1lb Cooked Potatoes.
6 Tablespoons chopped onions
1 1/2 - 3 oz Bacon.
2 teaspoon of Meat or Vegetable Extract 
1/2 - 1 teaspoon of salt.
Pinch of Pepper  
Milk and Bread Crumbs for coating.

  • Mash the potatoes well while still hot.
  • Chop the bacon
  • Fry with the onion until both are golden brown.
  • Add to the mashed potato with the extract salt and pepper.
  • Mix well together and form into 8 cakes.
  • Coat with milk and breadcrumbs and bake in a moderately hot oven till firm.
Eating For Victory



Sunday, January 26, 2025

Brownie Pudding

Oh my gosh! This indulgent, self saucing dessert from the January 1944 Better Homes and Garden Magazine is just scrummy.
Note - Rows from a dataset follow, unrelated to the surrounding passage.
PR #286, opened 2026-04-22
multi: thread dynamic fee awareness through board and send-vtxo

Roasbeef:
In this PR, we thread dynamic fee awareness through the client's boarding and send paths, so the operator fee the client reserves matches the amount the server's `validateOperatorFee` expects under a non-zero schedule.

Before this PR, both `Board` and `SendVTXO` deducted the legacy flat `terms.MinOperatorFee` (default 1000 sats) regardless of the operator's runtime fee schedule. That was fine when fees were universally zero, but it breaks in two directions the moment the server runs with an actual schedule: when the dynamic quote is cheaper than the flat fee, the client silently overpays and the excess lands on the operator's side as unattributed profit; when the dynamic quote exceeds the flat fee (as happens under a congestion spread, or when a larger base margin is configured), the server rejects the submission with `ErrOperatorFeeTooLow` and refresh just stops working.

The fix is to ask the operator. Both RPC handlers now call a small `quoteOperatorFee` helper that proxies to `EstimateFee` over the direct gRPC link, and they pass the returned `TotalFeeSat` through to the wallet actor in place of the legacy flat value. If `EstimateFee` is unreachable (nil `serverConn`, RPC failure), we log at warn and fall back to `terms.MinOperatorFee` so a boarding still goes through in a degraded mode rather than failing outright.

This is the client-side of [lightninglabs/darepo#263](https://github.com/lightninglabs/darepo/issues/263). The matching server PR is in the parent repo and bumps the submodule to the tip of this branch as its final commit. Both ship together.

## Dynamic fee quoting

In `darepod/rpc_fees.go`, `quoteOperatorFee` is a private helper that takes `(amountSat, isBoarding, remainingBlocks)` and returns a `btcutil.Amount`. It's deliberately boring: dial through the existing `s.serverConn`, call `arkrpc.ArkServiceClient.EstimateFee`, return `TotalFeeSat`. No caching, no retry, no local fee math. The operator is authoritative for what it will accept, and every cache layer just adds drift we'd have to paper over.

`Board` (in `rpc_server.go`) peeks the wallet's confirmed boarding balance via the existing `GetBoardingBalanceRequest` Ask, quotes `EstimateFee` for that amount, and passes the dynamic quote through `BoardRequest.MinOperatorFee`. There's a small TOCTOU window between the balance peek and the wallet's own intent-build call, but a new boarding arriving in that window can only push the effective amount higher, which the server still accepts (it only rejects under-quotes vs. its required fee).

`SendVTXO` does the same for the summed recipient amount, with `isBoarding=false` and `remainingBlocks=0`. The server's `MinRefreshDeltaBlocks` floor guarantees a stable liquidity fee regardless of the specific VTXO's remaining time, so we don't need to plumb per-VTXO block data through the RPC call.

Back-compat: under a zero schedule, `EstimateFee` returns `TotalFeeSat=0` and the whole flow reduces to today's legacy path. No flag, no gate.

## CLI error mapping

The daemon's `proxyUpstreamError` helper sanitizes upstream gRPC statuses before surfacing them to the CLI, so the code gets preserved but the message is rewrapped. That makes status-code matching brittle, so `mapFeeError` (in `cmd/darepocli/darepoclicommands/fee_errors.go`) matches on substring for the four load-bearing server-side sentinels: `ErrVTXOBelowMinViable`, `ErrOperatorFeeTooLow`, boarding-balance-too-small, and fee-calculator-not-configured. Each mapped error surfaces as a concise actionable line, with the original server message kept as parenthetical context so operators can still grep the server logs.

The `board` and `send inround` subcommands run their RPC error through `mapFeeError` before falling back to the generic wrap. `fee_errors_test.go` pins the exact substrings we depend on, so a future server-side message change fails the CLI test rather than silently routing around the mapper.

## Testing

Four new test files, all running as unit tests (no itest harness required):

In `round/fees_invariants_test.go`, rapid properties cover `computeClientOperatorFee`: non-negative clamp under any intent shape, conservation identity (`fee = inputs - outputs` when outputs don't exceed inputs), monotonicity (adding a boarding input never decreases the fee; adding an owned output never increases it), and the empty-intents zero-fee baseline. The generator caps per-entry amounts at 1B sat so running sums can't overflow int64 on realistic slice lengths.

In `round/refresh_psbt_size_test.go`, the PSBT cardinality invariant is locked in both as a canonical fixed-case test and as a rapid property: across random `(forfeit amount, fee amount)` draws, the number of forfeits, owned outputs, and leaves stays constant, and only per-output values move. A regression that added a fee-only output or dropped one would break this immediately.

In `darepod/congestion_roundtrip_test.go`, a `bufconn`-backed `fakeArkService` returns canned `EstimateFee` replies, and the client's `quoteOperatorFee` helper is driven through a baseline -> congestion-bumped sequence. The test asserts the helper returns the operator's `TotalFeeSat` verbatim (no local caching) and pins the `nil serverConn` guard so the helper surfaces a clean `Unavailable` error instead of panicking.

In `darepod/rpc_fees_e2e_test.go`, a similar bufconn setup exercises the daemon's `EstimateFee` RPC handler: every field (liquidity, on-chain share, margin, total, effective rate, min viable, below-dust flag) must proxy verbatim to the CLI caller, and the CLI-visible total must match the internal `quoteOperatorFee` number for the same inputs. This is the invariant that keeps the CLI confirmation prompt aligned with the actual booking.

## Test plan

- [x] \`make lint-native\`
- [x] \`go test ./darepod/... ./round/... ./cmd/darepocli/darepoclicommands/...\`
- [ ] \`make itest\` in the parent darepo repo once the server-side PR lands together

### DIFF
--- a/cmd/darepocli/darepoclicommands/cmd_board.go
+++ b/cmd/darepocli/darepoclicommands/cmd_board.go
@@ -39,6 +39,13 @@ func board(cmd *cobra.Command, _ []string) error {
 
 	resp, err := client.Board(context.Background(), req)
 	if err != nil {
+		// Map well-known server-side fee rejections to a
+		// concise CLI message. Fall through to the generic
+		// error wrap if the cause is not a fee rejection.
+		if feeErr := mapFeeError(err); feeErr != nil {
+			return feeErr
+		}
+
 		return fmt.Errorf("board RPC failed: %w", err)
 	}
 
--- a/cmd/darepocli/darepoclicommands/cmd_send.go
+++ b/cmd/darepocli/darepoclicommands/cmd_send.go
@@ -111,6 +111,13 @@ func sendInRound(cmd *cobra.Command, _ []string) error {
 		context.Background(), req,
 	)
 	if err != nil {
+		// Map well-known server-side fee rejections to a
+		// concise CLI message. Fall through to the generic
+		// error wrap if the cause is not a fee rejection.
+		if feeErr := mapFeeError(err); feeErr != nil {
+			return feeErr
+		}
+
 		return fmt.Errorf("SendVTXO RPC failed: %w", err)
 	}
 
--- a/cmd/darepocli/darepoclicommands/fee_errors.go
+++ b/cmd/darepocli/darepoclicommands/fee_errors.go
@@ -1,0 +1,88 @@
+package darepoclicommands
+
+import (
+	"fmt"
+	"strings"
+)
+
+// Error substrings used to recognize server-side fee rejections.
+// These match the sentinel messages in
+// darepo/rounds/validation.go so the client can surface a concise,
+// actionable CLI error instead of a raw gRPC status that leaks
+// internal percentages and numeric fields.
+//
+// Matching is on substring rather than status code because the
+// daemon wraps upstream errors through proxyUpstreamError, which
+// sanitizes the code and re-wraps the message.
+const (
+	errMsgOperatorFeeTooLow  = "operator fee is below minimum"
+	errMsgVTXOBelowMinViable = "VTXO amount is below minimum viable"
+	// errMsgBoardingTooSmall pins the wallet's exact "balance is
+	// too small after operator fee" rejection at
+	// wallet/wallet.go:1130. We deliberately do NOT match the
+	// shorter "boarding balance" substring because the Board RPC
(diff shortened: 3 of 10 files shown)


Roasbeef:
@claude review this 

@codex review this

It is a shining example of wartime ingenuity, making a pudding so delicious whilst skimping on sugar and using no butter or eggs.

 A rich, fudgy brownie layer with a velvety chocolate sauce, that is not overly sweet and easy to put together

The family loved it.


1 cup all-purpose flour
3/4 cup granulated sugar
2 Tbsp unsweetened cocoa powder
2 tsp baking powder
1/4 tsp salt
1/2 cup milk
2 Tbs cooking oil
1 tsp. vanilla
1/2 cup chopped walnuts, optional
3/4 cup packed brown sugar
1/4 cup unsweetened cocoa powder
1-1/2 cup boiling water
  • Grease an 8x8x2 in. baking pan; set aside. 
  • In a medium bowl stir together the flour, granulated sugar, the 2 Tbsp cocoa powder, baking powder, and salt. 
  • Stir in the milk, oil, and vanilla. 
  • Stir in the nuts, if using.
  • Pour batter into prepared baking pan. 
  • In a small bowl stir together the brown sugar and the 1/4 c. cocoa powder
  • Stir in the boiling water. 
  • Slowly pour water mixture over batter.
  • Bake in a 350 degree oven for 40 minutes. 
  • Cool on a wire rack for 45 to 60 minutes. 
  • Serve warm. 
  • Spoon cake into dessert bowls; spoon sauce over cake. 
  • If desired, serve with vanilla ice cream.
Better Homes and Gardens Magazine
January 1944

Saturday, January 25, 2025

Peanut Butter and Pickle Sandwiches

In an attempt to widen my horizons away from my usual ham sandwich lunch... Im going to sample some suggestions from the 1940s... 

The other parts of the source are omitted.